PR #189, opened 2024-03-14
Add workflow for cos integration tests

sudeephb:
* Setup lxd and microk8s controllers
* Run the integration tests on top of those controllers
* After this is merged, it can be added as part of the weekly tests.

### DIFF
--- a/.github/workflows/cos_integration.yaml
+++ b/.github/workflows/cos_integration.yaml
@@ -13,6 +13,8 @@ jobs:
         uses: actions/checkout@v3
       - name: Get prefsrc
         run: |
+          # Finding preferred source ip address by trying to reach destination 2.2.2.2
+          # This ip address will be used while enabling metallb
           echo "IPADDR=$(ip -4 -j route get 2.2.2.2 | jq -r '.[] | .prefsrc')" >> $GITHUB_ENV
       - name: Setup lxd controller
         uses: charmed-kubernetes/actions-operator@main
@@ -42,6 +44,9 @@ jobs:
         run: |
           chmod -R ugo+rwX ~/.kube
       - name: Update python-libjuju dependency to match juju
+        # The juju CLI version and libjuju version(specified in requirements.txt) should be compatible.
+        # This replaces the libjuju version in requirements.txt and
+        # makes sure the same version is used, even if it has a different/incompatible version.
         run: sed -E -i 's/^\s*juju\s*~=.+/    juju~=3.1.0/g' tests/integration/requirements.txt
       - name: Run integration tests
         run: make integration
--- a/.github/workflows/cos_integration.yaml
+++ b/.github/workflows/cos_integration.yaml
@@ -44,7 +44,7 @@ jobs:
       - name: Update python-libjuju dependency to match juju
         run: sed -E -i 's/^\s*juju\s*~=.+/    juju~=3.1.0/g' tests/integration/requirements.txt
       - name: Run integration tests
-        run: tox -e integration
+        run: make integration
         env:
           K8S_CONTROLLER: ${{ steps.k8s-controller.outputs.name }}
           LXD_CONTROLLER: ${{ steps.lxd-controller.outputs.name }}
--- a/.github/workflows/cos_integration.yaml
+++ b/.github/workflows/cos_integration.yaml
@@ -1,0 +1,54 @@
+name: Integration tests with COS
+
+on:
+  workflow_call:
+  workflow_dispatch:
+
+jobs:
+  integration-tests-with-cos:
+    runs-on: ubuntu-latest
+    timeout-minutes: 120
+    steps:
+      - name: Checkout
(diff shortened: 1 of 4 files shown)


.github/workflows/cos_integration.yaml
```diff
@@ -0,0 +1,50 @@
...
+          microk8s-addons: "hostpath-storage dns metallb:${{ env.IPADDR }}-${{ env.IPADDR }}"
+      - name: Save k8s controller name
+        id: k8s-controller
+        # The `CONTROLLER_NAME` envvar is set by the actions-operator action
+        run: echo "name=$CONTROLLER_NAME" >> $GITHUB_OUTPUT
+      - name: Fix microk8s permissions
+        run: |
+          chmod -R ugo+rwX ~/.kube
+      - name: Update python-libjuju dependency to match juju
+        run: sed -E -i 's/^\s*juju\s*~=.+/    juju~=3.1.0/g' tests/integration/requirements.txt
```
chanchiwai-ray, line 41: worth documenting it on how to find / determine the magic number `3.1.0`

chanchiwai-ray (commented):
Small nit: I am not sure how to find the major `3.1.0` number, can you document it

.github/workflows/cos_integration.yaml
sudeephb: There's no strong reason to use any specific version, but it needs to be compatible with libjuju. I added a comment. Can you have one more look?

chanchiwai-ray: Discussed internally: this major number should match `juju-channel` used above

chanchiwai-ray (dismissed):

.github/workflows/cos_integration.yaml
```diff
@@ -0,0 +1,54 @@
...
```
jneo8, line 45: **nitpick (blocking):** 

Why we want to update the requireement.txt here?

.github/workflows/cos_integration.yaml
```diff
@@ -0,0 +1,54 @@
...
+      - name: Run integration tests
+        run: tox -e integration
```
jneo8, line 47: **question (non-blocking):** 

Why don't use makefile? I though makefile should be the entrypoint of all commands.

.github/workflows/cos_integration.yaml
```diff
@@ -0,0 +1,54 @@
...
+        env:
+          K8S_CONTROLLER: ${{ steps.k8s-controller.outputs.name }}
+          LXD_CONTROLLER: ${{ steps.lxd-controller.outputs.name }}
+      - name: Dump debug log
```
jneo8, line 51: **question:** 

Doesn't the functional output enough for use for debugging?

jneo8 (changes requested):
Need more information.

.github/workflows/cos_integration.yaml
sudeephb: Since these tests will run weekly, it will be handy to have the full juju debug log in case of failure, regardless of the logs given by pytest-operator. 
This will avoid us from always having to deploy and rerun the tests in case there's something wrong inside juju units.

.github/workflows/cos_integration.yaml
```diff
@@ -0,0 +1,54 @@
...
+jobs:
+  integration-tests-with-cos:
+    runs-on: ubuntu-latest
+    timeout-minutes: 120
+    steps:
+      - name: Checkout
+        uses: actions/checkout@v3
+      - name: Get prefsrc
+        run: |
+          echo "IPADDR=$(ip -4 -j route get 2.2.2.2 | jq -r '.[] | .prefsrc')" >> $GITHUB_ENV
```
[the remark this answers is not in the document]
sudeephb: Added a comment

.github/workflows/cos_integration.yaml
sudeephb: Added a comment

.github/workflows/cos_integration.yaml
sudeephb: Thanks, I added a target in Makefile and used it

dashmage (dismissed):
Just a small nit, otherwise LGTM :+1:

.github/workflows/cos_integration.yaml
```diff
@@ -0,0 +1,59 @@
...
+  workflow_dispatch:
+
+jobs:
+  integration-tests-with-cos:
+    runs-on: ubuntu-latest
+    timeout-minutes: 120
+    steps:
+      - name: Checkout
+        uses: actions/checkout@v3
+      - name: Get prefsrc
```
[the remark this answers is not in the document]
sudeephb: I have put a more readable name `Get IP address of the host`.

dashmage (approved):

jneo8 (approved):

#### Instructions to follow
Transcribe the data word for word.

#### Exercise response
PR #189, opened 2024-03-14
Add workflow for cos integration tests

sudeephb:
* Setup lxd and microk8s controllers
* Run the integration tests on top of those controllers
* After this is merged, it can be added as part of the weekly tests.

### DIFF
--- a/.github/workflows/cos_integration.yaml
+++ b/.github/workflows/cos_integration.yaml
@@ -13,6 +13,8 @@ jobs:
         uses: actions/checkout@v3
       - name: Get prefsrc
         run: |
+          # Finding preferred source ip address by trying to reach destination 2.2.2.2
+          # This ip address will be used while enabling metallb
           echo "IPADDR=$(ip -4 -j route get 2.2.2.2 | jq -r '.[] | .prefsrc')" >> $GITHUB_ENV
       - name: Setup lxd controller
         uses: charmed-kubernetes/actions-operator@main
@@ -42,6 +44,9 @@ jobs:
         run: |
           chmod -R ugo+rwX ~/.kube
       - name: Update python-libjuju dependency to match juju
+        # The juju CLI version and libjuju version(specified in requirements.txt) should be compatible.
+        # This replaces the libjuju version in requirements.txt and
+        # makes sure the same version is used, even if it has a different/incompatible version.
         run: sed -E -i 's/^\s*juju\s*~=.+/    juju~=3.1.0/g' tests/integration/requirements.txt
       - name: Run integration tests
         run: make integration
--- a/.github/workflows/cos_integration.yaml
+++ b/.github/workflows/cos_integration.yaml
@@ -44,7 +44,7 @@ jobs:
       - name: Update python-libjuju dependency to match juju
         run: sed -E -i 's/^\s*juju\s*~=.+/    juju~=3.1.0/g' tests/integration/requirements.txt
       - name: Run integration tests
-        run: tox -e integration
+        run: make integration
         env:
           K8S_CONTROLLER: ${{ steps.k8s-controller.outputs.name }}
           LXD_CONTROLLER: ${{ steps.lxd-controller.outputs.name }}
--- a/.github/workflows/cos_integration.yaml
+++ b/.github/workflows/cos_integration.yaml
@@ -1,0 +1,54 @@
+name: Integration tests with COS
+
+on:
+  workflow_call:
+  workflow_dispatch:
+
+jobs:
+  integration-tests-with-cos:
+    runs-on: ubuntu-latest
+    timeout-minutes: 120
+    steps:
+      - name: Checkout
(diff shortened: 1 of 4 files shown)


.github/workflows/cos_integration.yaml
```diff
@@ -0,0 +1,50 @@
...
+          microk8s-addons: "hostpath-storage dns metallb:${{ env.IPADDR }}-${{ env.IPADDR }}"
+      - name: Save k8s controller name
+        id: k8s-controller
+        # The `CONTROLLER_NAME` envvar is set by the actions-operator action
+        run: echo "name=$CONTROLLER_NAME" >> $GITHUB_OUTPUT
+      - name: Fix microk8s permissions
+        run: |
+          chmod -R ugo+rwX ~/.kube
+      - name: Update python-libjuju dependency to match juju
+        run: sed -E -i 's/^\s*juju\s*~=.+/    juju~=3.1.0/g' tests/integration/requirements.txt
```
chanchiwai-ray, line 41: worth documenting it on how to find / determine the magic number `3.1.0`

chanchiwai-ray (commented):
Small nit: I am not sure how to find the major `3.1.0` number, can you document it

.github/workflows/cos_integration.yaml
sudeephb: There's no strong reason to use any specific version, but it needs to be compatible with libjuju. I added a comment. Can you have one more look?

chanchiwai-ray: Discussed internally: this major number should match `juju-channel` used above

chanchiwai-ray (dismissed):

.github/workflows/cos_integration.yaml
```diff
@@ -0,0 +1,54 @@
...
```
jneo8, line 45: **nitpick (blocking):** 

Why we want to update the requireement.txt here?

.github/workflows/cos_integration.yaml
```diff
@@ -0,0 +1,54 @@
...
+      - name: Run integration tests
+        run: tox -e integration
```
jneo8, line 47: **question (non-blocking):** 

Why don't use makefile? I though makefile should be the entrypoint of all commands.

.github/workflows/cos_integration.yaml
```diff
@@ -0,0 +1,54 @@
...
+        env:
+          K8S_CONTROLLER: ${{ steps.k8s-controller.outputs.name }}
+          LXD_CONTROLLER: ${{ steps.lxd-controller.outputs.name }}
+      - name: Dump debug log
```
jneo8, line 51: **question:** 

Doesn't the functional output enough for use for debugging?

jneo8 (changes requested):
Need more information.

.github/workflows/cos_integration.yaml
sudeephb: Since these tests will run weekly, it will be handy to have the full juju debug log in case of failure, regardless of the logs given by pytest-operator. 
This will avoid us from always having to deploy and rerun the tests in case there's something wrong inside juju units.

.github/workflows/cos_integration.yaml
```diff
@@ -0,0 +1,54 @@
...
+jobs:
+  integration-tests-with-cos:
+    runs-on: ubuntu-latest
+    timeout-minutes: 120
+    steps:
+      - name: Checkout
+        uses: actions/checkout@v3
+      - name: Get prefsrc
+        run: |
+          echo "IPADDR=$(ip -4 -j route get 2.2.2.2 | jq -r '.[] | .prefsrc')" >> $GITHUB_ENV
```
[the remark this answers is not in the document]
sudeephb: Added a comment

.github/workflows/cos_integration.yaml
sudeephb: Added a comment

.github/workflows/cos_integration.yaml
sudeephb: Thanks, I added a target in Makefile and used it

dashmage (dismissed):
Just a small nit, otherwise LGTM :+1:

.github/workflows/cos_integration.yaml
```diff
@@ -0,0 +1,59 @@
...
+  workflow_dispatch:
+
+jobs:
+  integration-tests-with-cos:
+    runs-on: ubuntu-latest
+    timeout-minutes: 120
+    steps:
+      - name: Checkout
+        uses: actions/checkout@v3
+      - name: Get prefsrc
```
[the remark this answers is not in the document]
sudeephb: I have put a more readable name `Get IP address of the host`.

dashmage (approved):

jneo8 (approved):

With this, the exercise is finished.